Horror games take on all shapes and sizes, yet not many come smaller than the star of High Room Studio’s Saborus. In an ingenious twist, the player is a chicken, one of the millions of creatures that serve merely as potential food for our plates. Awaking in a slaughterhouse, this brave fowl makes a bid for its freedom, dodging conveyors, masked humans and other creatures, each out to mutiliate it and ultimately consume its tender flesh.

It’s a novel concept, and being semi-realistic, there’s no chance of this chicken picking up a semi-automatic and taking the fight to those horrible humans. All it can do is run, hide and pick up light objects. And operate a computer. And jump.

Jumping was a key part of the Eighties gaming scene. Games such as Manic Miner (itself inspired by the old Atari classic, Miner 2049er) utilised the mechanic with relentless enthusiasm. You jumped over gaps, enemies, deadly plants, and up onto higher platforms. Developers constructed whole games around the idea that hurling yourself into the air was fun.

For many gamers, it was. Manic Miner’s follow-up, Jet Set Willy, expanded the genre to an open, explorable world, and rivals imitated the sequel’s style following its dramatic success. But for me, the genre had an edge that I didn’t like. Difficulty spikes were common, with some areas or rooms presenting seemingly impossible layouts. The notorious pixel-perfect jumping was rife. And should you miss the platform and drop more than a couple of centimetres, it would be another life gone, or worse, game over.

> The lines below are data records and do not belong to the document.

PR #8585, opened 2021-04-28
Add context menu to activity list

TheOneRing:
image

### DIFF
--- a/src/gui/activitywidget.cpp
+++ b/src/gui/activitywidget.cpp
@@ -57,10 +57,10 @@ ActivityWidget::ActivityWidget(QWidget *parent)
     _ui->setupUi(this);
 
     _model = new ActivityListModel(this);
-    auto sortModel = new QSortFilterProxyModel(this);
-    sortModel->setSourceModel(_model);
-    _ui->_activityList->setModel(sortModel);
-    sortModel->setSortRole(Models::UnderlyingDataRole);
+    _sortModel = new QSortFilterProxyModel(this);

Matthew Smith’s Manic Miner

It’s a gameplay design that continues today in some retro 2D platformers, but has reappeared here in 3D form thanks to Saborus. Your chicken, bless its little heart, must negotiate the ledges, desks, platforms and shelving of a dangerously stacked abbatoir if it is to escape this dark nightmare. There’s no free-flowing jumping here, boosted by a double-tap multi-jump. Even though, in the context of controlling a chicken, that would, for once, actually make sense. You need to take special care, as falling too far—like in those old platform games—has a terminal result.

But wait—unlike Miner Willy, chickens can fly, right? Well, yes and no, as it turns out. Weakened by decades of domestication and factory breeding, your average chicken struggles to even get off the ground these days, especially if it’s been fattened up in the thigh and breast areas. Saborus’s lean model might be able to hover and even fly for a short distance, but it’s entirely likely its fragile frame would suffer from falling even a medium distance.

Interestingly, Manic Miner’s author, Matthew Smith, apparently had a thing for chickens: his comeback game, Attack Of The Mutant Zombie Flesh Eating Chickens From Mars, threatened to turn the tables, the alien fowl landing in Arizona, with only a small dog standing in the way of their conquest of Earth. Unfortunately, like many battery hens, it never saw the light of day.

Back to Saborus, and sadly it means the old frustrations crept in. I was no longer a chicken, working my way through hazardous corridors and rooms in a 3D environment; I was back in my bedroom in 1985, swearing like a stevedore as I failed once more to get past the dreaded Solar Power Generator. I didn’t have much patience back then, and decades of videogame tutorials and hand-holding have blunted it further.

It’s a shame, as Saborus offers a unique perspective on the survival horror genre, a sad walk—and jump!—through an unpleasant world that most of us try not to think about while we’re tucking in to our evening meal.

Don’t blame me. Blame Manic Miner.

Saborus is available on Xbox Series X/S, PC and PlayStation 4 & 5.